Physician involvement may be hampered by a lack of appreciation for clinical research in the hospital [43]. Lack of time and conflicts between the role of clinician and scientist might impede trial participation [44]. At a symposium of the Flemish Academy of Medicine different participants mentioned that colleagues are often interested to participate in clinical trials, however, their clinical tasks often take priority and participation is often also not interesting from a financial point of view. Next to convincing physicians and patients, the involvement of managers is also important. “Pragmatic trials require that researchers and healthcare system clinicians, senior management, and staff develop the attitudes, skills, resources, and shared vision for close collaboration” [3].
At the meso level, there is not always a well-established national network of experienced centers to perform research in specific disease areas. This investment may be a sunk cost, in other words, costs that cannot be recovered afterward, but might provide advantages for future trials. For example, in Belgium, the SAFE-PEDRUG program in pediatrics should lead to the creation of an interuniversity platform on pediatric drug research including centers of excellence, available to all stakeholders for advice.
At the macro level, a formal participation in international research networks is of considerable added value for the conduct of multinational trials.

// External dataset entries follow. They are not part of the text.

PR #1311, opened 2019-10-09
resolves #1310 allow theme to set font color to transparent

### LINKED ISSUE #1310: Add support for transparent font color
The transparent keyword is not recognized when used as the font color. Add support for this keyword.

This will require patching the text arranger in Prawn to set the transparency when the fragment color is transparent. This may also open the door for partial transparency in the future, since it requires overriding the same method.

mojavelinux:


mojavelinux:
This has side effects, so I've decided to forgo this enhancement for now.

PR #2622, opened 2025-11-03
resolves #1415 implement support for extent attribute on tables

### LINKED ISSUE #1415: Support page-wide role for tables
Text content can now be globally indented (theme property `section_indent`, see #737). 
But then, a table that has the `[.stretch]` role is only stretched to that section indent, not to the page margin.
It is useful for some wide tables to stretch them to the page margins.
I suggest the converter should support the role `[.pagewide]` for that. The role should be applicable to tables and to images.

mojavelinux:


mariocup:
Hi @mojavelinux ,
In the file docs/modules/ROOT/pages/table-extent.adoc there is a typo in line 15 **conntainer**

mojavelinux:
Thanks! Fixed.

PR #2634, opened 2026-02-16
fonts: add (Heavy) Ballot X to fallback font

arichardson:
The fallback font already includes \u2713 (CHECK MARK) and \u2714
(HEAVY CHECK MARK), extend this to include (HEAVY) BALLOT X as that is
a common character. For example, \u2718 (Heavy Ballot X) is used by
the RISC-V specification documents.


mojavelinux:
Can we decide between heavy ballot X and heavy multiplication X? It just doesn't seem to me that we need both of them. I agree that having at least one would be an important complement to the checkbox.

arichardson:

ECRIN [45] is a research infrastructure supporting multinational clinical trials in Europe. ECRIN is based on the connection of national networks of clinical trial units. Each national partner has the capacity to design, manage and analyze trials inside its country, but faces major obstacles (due to differences in regulations, ethics, funding, hospital system, infrastructure, language, among others) in the conduct of multinational trials. By coordinating (without duplicating) the activities of these national partners, ECRIN is able to provide operational support to multinational trials in Europe, providing access to patients and to medical expertise, avoiding duplication and sharing the cost of independent trials.

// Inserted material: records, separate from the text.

PR #2638, opened 2026-03-11
Support for cyrillic list numbering

bz007:
Adding lowercyrillic and uppercyrillic numbered list styles, make lowercyrillic/uppercyrillic style default for loweralpha/upperalpha if document lang is 'ru'.


mojavelinux:
Sorry, but this list style is non-standard (not recognized by AsciiDoc or even by CSS) and therefore we cannot add it to this converter. However, you are welcome to extend the converter and add it for your own needs.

International collaboration might be advantageous for several reasons: the ability to include sufficient patients (e.g., for rare diseases), provide more reliable results due to a larger sample population, to finish the trial earlier and provide the necessary information sooner to the different stakeholders after a faster recruitment, to benefit from joining a trial set up by experienced researchers and take advantage of their knowledge, among others. The international impact of a large trial conducted in multiple countries may also be higher. However, costs eligible for public financing of trials differ between countries and hamper the installment of a standard financing system. In addition, the danger of free-rider behavior remains real, as some governments (e.g., USA, UK) already fund such trials and publish the results in international journals. Other governments might benefit from these results without contributing to efforts themselves to set up or participate in these trials. This might result in an underinvestment in publicly funded trials in some countries. Sufficient public funding and international collaboration should be encouraged instead of free-rider behavior.

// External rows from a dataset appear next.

Issue #308, opened 2015-08-22
Section id with characters outside of Windows-1252 encoding causes warning


mojavelinux:
If a section id (auto-generated or otherwise) has characters outside of Windows-1252 encoding, a warning is issued. This doesn't seem to break xrefs, but it probably means we need to hex encode them so that they are guaranteed to work in all viewers.

Example:

```
= Document Title

== Проверка

content

<<<

See <<_Проверка>>.
```

mojavelinux:
The solution to this problem is to "hexify" the internal anchors for xrefs. What I can't decide is whether we should do this globally or only if non-ascii characters are detected. I'm leaning towards doing it for all values so it's consistent.

(It would be nice if Prawn did this for us).

flarcher:
I have a similar (same?) issue with a special french character in a section title. But instead of printing a warning, it simply stops the rendering and the PDF gets filled with the _asciidoc_ text (instead of the corresponding PDF content) starting at the point of the section start (where the special character lies).

I am using `org.asciidoctor:asciidoctorj-pdf:1.5.0-alpha.9` (same version as @orloffm in #69) from _Linux Ubuntu_.

mojavelinux:
Can you please provide the sample file. It's best if you are able to serve it over a webserver (your own or Dropbox)? Copy and pasting the content into a web form usually changes the encoding of the text...and hence we are back to square one trying to debug it. Even better is if you can zip it up so as to protect the file from being modified.

flarcher:
Thanks for that fast answer !

Here is the input: 
```
= Hello
blabla
== hehê
hello
image::data:image/png;base64,iVBORw0KGgoAAAANSUhEUgAAAAUAAAAFCAYAAACNbyblAAAAHElEQVQI12P4//8/w38GIAXDIBKE0DHxgljNBAAO9TXL0Y4OHwAAAABJRU5ErkJggg==[]
```
The command is:
```
asciidoctor -B /home/fabrice/tmp -S SAFE -o /home/fabrice/tmp/test.pdf -b pdf -a docdate=2015-09-11 -a data-uri! -a allow-uri-read -a doctime=09:45:04 CEST -a icons=font -
```
And here is the output : https://drive.google.com/file/d/0BwNCc1A1YY17UVlvbU9WclVabUU/view?usp=sharing

flarcher:
[...]

PR #2647, opened 2026-06-24
Fix dead cross-references to discrete headings / inline anchors with non-ASCII IDs

### LINKED ISSUE #2646: Cross-references to `[discrete]` headings and inline anchors with non-ASCII (e.g. Cyrillic) IDs produce dead links
### Asciidoctor version

Asciidoctor PDF 2.3.24 using Asciidoctor 2.0.26 (Ruby 3.4.7, x64-mingw-ucrt, Windows)

### Description

When a `[discrete]` heading — or an inline/phrase anchor (`[[id]]`, `anchor:id[]`, `[#id]#text#`) —
has an **ID containing characters outside Windows-1252** (e.g. Cyrillic), the PDF **named
destination** for that anchor is registered using the **raw UTF-8 bytes** of the ID, while
**cross-references** to it are emitted using the **hex-encoded** form (`0x<utf8-hex>`, the encoding
introduced in #308).

The two names do not match, so every such cross-reference resolves to a non-existent destination —
i.e. a dead link (clicking does nothing; some viewers show it as `…#0x…` / `…#%3A…`).

Regular section titles (`==`, `===`, …) with the **same kind of ID work correctly**, because there
both the destination registration **and** the reference use the hex-encoded form consistently. Only
the **discrete-heading / inline-anchor destination registration** path was missed by the #308 fix.

This is particularly impactful for the **Antora Assembler / `@antora/pdf-extension`**, which converts
every in-page subsection heading into a `[discrete]` heading when it assembles a component into a
single book. In a Russian-language documentation set, that means the *majority* of intra-PDF
cross-references become dead links, even though the same content renders perfect anchors in the HTML
site. 

### Sample document

```asciidoc
= Doc
:doctype: book

== Chapter

See xref:disc_дискрет[discrete link] and xref:sec_секция[section link] and xref:disc_latin[disc latin].

[discrete#disc_дискрет]
==== Дискретный заголовок Cyrillic

Discrete + cyrillic id.

[discrete#disc_latin]
==== Discrete latin id

Discrete + latin id.

[#sec_секция]
== Секция Cyrillic

Real section + cyrillic id.
```

### Expected behavior

All three cross-references resolve to their targets.

### Actual behavior

- `xref:sec_секция[]`   → **works** (real section, Cyrillic id)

The focus of this article is on publicly funded research that is necessary to answer important research questions that industry will not answer because of, for example, a conflict of interest with their company profits. In such cases, it is possible that the non-cooperation of industry will provide an extra hurdle to perform these trials. The provision of placebo drugs, appropriate dosage forms and formulations for off-label use or the access to expensive drugs can pose problems. “Independent researchers might end up compromising – or even abandoning – their research design because of the unwillingness of some pharmaceutical companies to deliver placebo drugs or devices” [46]. An anonymous example describes a case in which a drug company was approached by researchers with the aim of obtaining placebo medication for an independently financed trial. After more than 6 months, the company finally agreed to supply matching placebo provided that among others the protocol was changed according to their suggestions. In another example, the drug company charged an extraordinary amount of money for providing a simple placebo tablet, effectively preventing the planned clinical trial from going ahead or plainly refused to deliver the placebo [46].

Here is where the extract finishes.